▶ [Exercise description] Each line in the entries below that holds the string "tooltips" must be copied.

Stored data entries
________________
PR #2368, opened 2023-09-27
fix data analysis description and tooltips hidden for large screens

imatiach-msft:
## Description

Two fixes for tooltips:

1.) Tooltips seem to be getting hidden in larger screens and shown in smaller screens.  Removing "hideXxlUp" to allow tooltips to be shown.
Before:
image

After:
image

2.) Data analysis info tooltip description incorrect:

Before:
image

After:
image

## Checklist


libs/localization/src/lib/en.json
```diff
@@ -186,6 +186,12 @@
     "showTop": "Datapoints with the largest estimated causal responses to treatment feature: {0}",
     "whatifDescription": "What-if allows you to perturb features for any input and observe how the model's prediction changes. You can perturb features manually or specify the desired prediction (e.g., class label for a classifier) to see a list of closest data points to the original input that would lead to the desired prediction. Also known as prediction counterfactuals, you can use them for exploring the relationships learnt by the model; understanding important, necessary features for the model's predictions; or debug edge-cases for the model. To start, choose input points from the data table or scatter plot."
   },
+  "DataAnalysis": {
+    "TableView": {
+      "description": "View the dataset in a table representation with the ground truth and predicted labels.  The table is separated into correct and incorrect predictions.",
```
gaugup, line 191: The sentence "The table is separated into correct and incorrect predictions." could be reworded as "The table is separated into sub-tables of correct and incorrect predictions."

imatiach-msft: done!

gaugup (approved):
________________
▶ [Answer for the task]
fix data analysis description and tooltips hidden for large screens
Two fixes for tooltips:
1.) Tooltips seem to be getting hidden in larger screens and shown in smaller screens.  Removing "hideXxlUp" to allow tooltips to be shown.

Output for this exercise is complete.